AIM OF THE TASK
Among the records below, find the lines with the word "indent" and copy them.

[Extracted records]
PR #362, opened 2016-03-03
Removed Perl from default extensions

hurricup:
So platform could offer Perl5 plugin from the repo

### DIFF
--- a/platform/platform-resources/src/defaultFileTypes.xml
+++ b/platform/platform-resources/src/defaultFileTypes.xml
...
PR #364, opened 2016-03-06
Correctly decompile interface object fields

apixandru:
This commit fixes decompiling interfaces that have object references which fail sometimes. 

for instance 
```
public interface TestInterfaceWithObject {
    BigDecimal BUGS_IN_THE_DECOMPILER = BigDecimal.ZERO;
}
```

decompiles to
==
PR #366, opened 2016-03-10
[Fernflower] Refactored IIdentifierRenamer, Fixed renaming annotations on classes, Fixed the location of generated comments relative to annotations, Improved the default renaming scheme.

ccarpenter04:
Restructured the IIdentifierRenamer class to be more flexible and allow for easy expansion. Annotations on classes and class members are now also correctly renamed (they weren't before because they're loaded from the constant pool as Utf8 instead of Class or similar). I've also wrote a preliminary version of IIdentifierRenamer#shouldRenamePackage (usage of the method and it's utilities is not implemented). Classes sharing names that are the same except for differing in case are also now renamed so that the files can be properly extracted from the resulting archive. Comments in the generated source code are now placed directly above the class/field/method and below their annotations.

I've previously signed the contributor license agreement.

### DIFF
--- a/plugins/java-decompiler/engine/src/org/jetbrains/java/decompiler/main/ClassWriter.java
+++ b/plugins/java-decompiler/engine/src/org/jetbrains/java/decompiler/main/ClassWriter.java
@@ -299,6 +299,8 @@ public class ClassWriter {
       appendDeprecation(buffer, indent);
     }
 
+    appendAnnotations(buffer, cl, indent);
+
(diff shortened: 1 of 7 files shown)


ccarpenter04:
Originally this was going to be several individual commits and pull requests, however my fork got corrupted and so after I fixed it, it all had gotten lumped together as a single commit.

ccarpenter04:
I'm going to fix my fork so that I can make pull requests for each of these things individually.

ANSWER TO THIS TASK
       appendDeprecation(buffer, indent);
+    appendAnnotations(buffer, cl, indent);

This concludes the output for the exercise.